No One Is Here Except All Of Us

When you are a child putting a blanket over top of yourself renders you invisible. This powerful cloaking device means that you are impenetrable, impervious to outside forces and best of all-- invisible. Author Ramona Ausubel elaborates on this kind of child’s logic regarding safety in her new novel No One Is HereExcept All Of Us.

After a brief, intriguing prolog Ausubel begins the story in 1939 Romania. In an out of the way, quiet Jewish village with a whole lot of Norman Rockwell done by Marc Chagall going on, the greater world has been largely absent from the villagers lives. When WWll threatens the village a plan to protect themselves is devised by Lena, the young daughter of a cabbage farmer and seconded by a mysterious stranger washed up on the village shores part shaman part harbinger. The plan is to just not accept that bad things are headed toward them.  The villagers decide to shroud and redefine their world. They allow the roads leading in and out of their village to become overgrown and inside the village they start over. Relationships are reordered, family groups reorganized and jobs reassigned. By covering over the physical and emotional past they hope to fool the future into walking by them.

For a while the plan keeps evil at bay but of course this kind of Brigadoon cannot last forever. Hope gives way to fear and then to terror. The now grown Lena must take drastic action to save her children and find her husband. The future has come upon her and survival is all.
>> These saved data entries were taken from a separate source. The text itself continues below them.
PR #43, opened 2021-05-13
Download PDF

mickohanlon23:
### Adds button to the patient show page allowing the user to download a PDF version of their Smart Health Card.


mickohanlon23:
Currently running into two issues I'm hoping people can take a look at:
1. When I actually try to download the PDF to my disk in Chrome, I receive a "Failed - Network error" message. However, I am able to properly download when using Safari. Are people having the same issue on their machines?
2. This should be an easy fix, but the "Download PDF" button isn't spaced properly along with the other two buttons on the patient show page.

radamson:
> 1. I actually try to download the PDF to my disk in Chrome, I receive a "Failed - Network error" message. However, I am able to properly download when using Safari. Are people having the same issue on their machines?

I see this too. It looks like when you click the download down arrow that chrome is actually trying to access the resource directly from the server

Screen Shot 2021-05-14 at 1 04 29 PM

using the Chrome DevTools I see `Failed to load resource: net::ERR_FILE_NOT_FOUND`. Im guessing chrome is actually trying to access this file but its not available from a `GET http://server.com/patients/1/health_card.pdf`, only from a `POST http://server.com/patients/1/health_card.pdf` with form data that includes the qr code. You can work around the download issue by doing a Print > Save as PDF, but it's not a real replace meant. (And I'm not exactly sure this is what is going on since when I look in the network tab it doesn't actually seem like a subsequent request is made...)

app/views/patients/show.html.erb
```diff
@@ -11,6 +11,10 @@
           <div class="is-grouped">
             <%= link_to 'Edit', edit_patient_path(@patient), class: 'button is-info is-light' %> 
             <%= link_to 'Download Health Card', patient_health_card_path(@patient, format: 'smart-health-card'), class: 'button is-info is-light' %>
+            <%= form_with url: patient_health_card_path(@patient, format: 'pdf'), method: :post do |f| %>
```
radamson, line 14:
```suggestion
            <%= form_with url: patient_health_card_path(@patient, format: 'pdf'), class: 'button is-info is-light', method: :post do |f| %>        
```

This should fix the spacing issue:

Screen Shot 2021-05-14 at 1 17 21 PM

radamson:
Overall looks pretty good to me. It would be nice if clicking the `Download PDF` button also disabled the other buttons too since you can actually click something like the `Edit` button after and go to another page before the form post finishes before being redirected to the PDF. I'm not sure the best way to handle this from a UX perspective (is it just using javascript to disable the other buttons?)

app/views/patients/show.html.erb
mickohanlon23: Thanks!

mickohanlon23:
> > 1. I actually try to download the PDF to my disk in Chrome, I receive a "Failed - Network error" message. However, I am able to properly download when using Safari. Are people having the same issue on their machines?
> 
> I see this too. It looks like when you click the download down arrow that chrome is actually trying to access the resource directly from the server
> 
> Screen Shot 2021-05-14 at 1 04 29 PM
> 
> using the Chrome DevTools I see `Failed to load resource: net::ERR_FILE_NOT_FOUND`. Im guessing chrome is actually trying to access this file but its not available from a `GET http://server.com/patients/1/health_card.pdf`, only from a `POST http://server.com/patients/1/health_card.pdf` with form data that includes the qr code. You can work around the download issue by doing a Print > Save as PDF, but it's not a real replace meant. (And I'm not exactly sure this is what is going on since when I look in the network tab it doesn't actually seem like a subsequent request is made...)



> > 1. I actually try to download the PDF to my disk in Chrome, I receive a "Failed - Network error" message. However, I am able to properly download when using Safari. Are people having the same issue on their machines?
> 
> I see this too. It looks like when you click the download down arrow that chrome is actually trying to access the resource directly from the server
> 
> Screen Shot 2021-05-14 at 1 04 29 PM
> 
> using the Chrome DevTools I see `Failed to load resource: net::ERR_FILE_NOT_FOUND`. Im guessing chrome is actually trying to access this file but its not available from a `GET http://server.com/patients/1/health_card.pdf`, only from a `POST http://server.com/patients/1/health_card.pdf` with form data that includes the qr code. You can work around the download issue by doing a Print > Save as PDF, but it's not a real replace meant. (And I'm not exactly sure this is what is going on since when I look in the network tab it doesn't actually seem like a subsequent request is made...)



> > 1. I actually try to download the PDF to my disk in Chrome, I receive a "Failed - Network error" message. However, I am able to properly download when using Safari. Are people having the same issue on their machines?
> 
> I see this too. It looks like when you click the download down arrow that chrome is actually trying to access the resource directly from the server
> 
> Screen Shot 2021-05-14 at 1 04 29 PM
> 
> using the Chrome DevTools I see `Failed to load resource: net::ERR_FILE_NOT_FOUND`. Im guessing chrome is actually trying to access this file but its not available from a `GET http://server.com/patients/1/health_card.pdf`, only from a `POST http://server.com/patients/1/health_card.pdf` with form data that includes the qr code. You can work around the download issue by doing a Print > Save as PDF, but it's not a real replace meant. (And I'm not exactly sure this is what is going on since when I look in the network tab it doesn't actually seem like a subsequent request is made...)

I'm not quite sure how to fix this, since I believe the QR generation requires a POST so that the Javascript can be accessed to create it. Any thoughts? I tried adding a GET Request that would more or less do the same thing as the POST, but I am not able to generate the PDF with the QR Code this way.

mickohanlon23:
> > 1. I actually try to download the PDF to my disk in Chrome, I receive a "Failed - Network error" message. However, I am able to properly download when using Safari. Are people having the same issue on their machines?
> 
> I see this too. It looks like when you click the download down arrow that chrome is actually trying to access the resource directly from the server
> 
> Screen Shot 2021-05-14 at 1 04 29 PM
> 
> using the Chrome DevTools I see `Failed to load resource: net::ERR_FILE_NOT_FOUND`. Im guessing chrome is actually trying to access this file but its not available from a `GET http://server.com/patients/1/health_card.pdf`, only from a `POST http://server.com/patients/1/health_card.pdf` with form data that includes the qr code. You can work around the download issue by doing a Print > Save as PDF, but it's not a real replace meant. (And I'm not exactly sure this is what is going on since when I look in the network tab it doesn't actually seem like a subsequent request is made...)

I'm not quite sure how to fix this, since I believe the QR generation requires a POST so that the Javascript can be accessed to create it. Any thoughts? I tried adding a GET Request that would more or less do the same thing as the POST, but I am not able to generate the PDF with the QR Code this way.

mickohanlon23:
> Overall looks pretty good to me. It would be nice if clicking the `Download PDF` button also disabled the other buttons too since you can actually click something like the `Edit` button after and go to another page before the form post finishes before being redirected to the PDF. I'm not sure the best way to handle this from a UX perspective (is it just using javascript to disable the other buttons?)

Dan just pushed a commit to fix this - now you shouldn't be able to click anywhere else on the patient show page after Download PDF is clicked.

ssayer:
As far the GET vs POST issue, you could try changing the form to use GET, but I'm not sure if there's an issue with that. @Jammjammjamm probably knows.

Jammjammjamm:
GETs don't have bodies. The ideal solution is to get qr code generation working in ruby, which requires updating a dependency.

config/routes.rb
```diff
@@ -8,7 +8,7 @@
     resources :immunizations
     resource :health_card do
       get 'chunks', format: :json
-
+      post "/qrcode", to: "health_cards#qrcode", as: :qrcode, format: :json
```
ssayer, line 11: I don't think you need this route, as you're using health_cards#create

ssayer (changes requested):
Needs a controller test for health_cards#create with pdf format

mickohanlon23:
> GETs don't have bodies. The ideal solution is to get qr code generation working in ruby, which requires updating a dependency.

Ticket [DVCI-97](https://jira.mitre.org/browse/DVCI-97) created to resolve this, but I think it may be fixed by [DVCI-101](https://jira.mitre.org/browse/DVCI-101).

ssayer (approved):
Looks good. I'll refactor my ruby QR code branch once this is in, and that will address the Chrome issues.

radamson (approved):
Looks good and does the job.

It would be nice for the other disabled buttons to also be styled in a way that indicates they are disabled (i.e. all buttons should be greyed out, not just "Download PDF"), but I don't want to hold this up for that. 

Screen Shot 2021-06-03 at 9 55 26 AM

It would also be good to put another task in the backlog to make the PDF look a bit nicer if/when html & css versions of the designs are published.

mickohanlon23:
> Looks good and does the job.
> 
> It would be nice for the other disabled buttons to also be styled in a way that indicates they are disabled (i.e. all buttons should be greyed out, not just "Download PDF"), but I don't want to hold this up for that.
> 
> Screen Shot 2021-06-03 at 9 55 26 AM
> 
> It would also be good to put another task in the backlog to make the PDF look a bit nicer if/when html & css versions of the designs are published.

We already have [DVCI-98](https://jira.mitre.org/browse/DVCI-98), which I updated this morning to include the link to the Figma page and the Zulip thread where the reference implementations are being discussed.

Ausubel had me entranced for the first half of this novel. The folktale quality of No One Is Here Except All Of Us perfectly fits Ausubel’s lyrical and vivid writing style. Her mapping out of the newly remade village and its citizens is magical. Unfortunately when the second half of the story has Lena and the others on the run the story and the writing disconnect. The introduction of the real world into the novel has some suspense but overall has a disjointed and somewhat haphazard feel.

On the very welcome strength of most of No One Is Here Except All of Us I will be looking forward to Ramona Ausubel’s next book.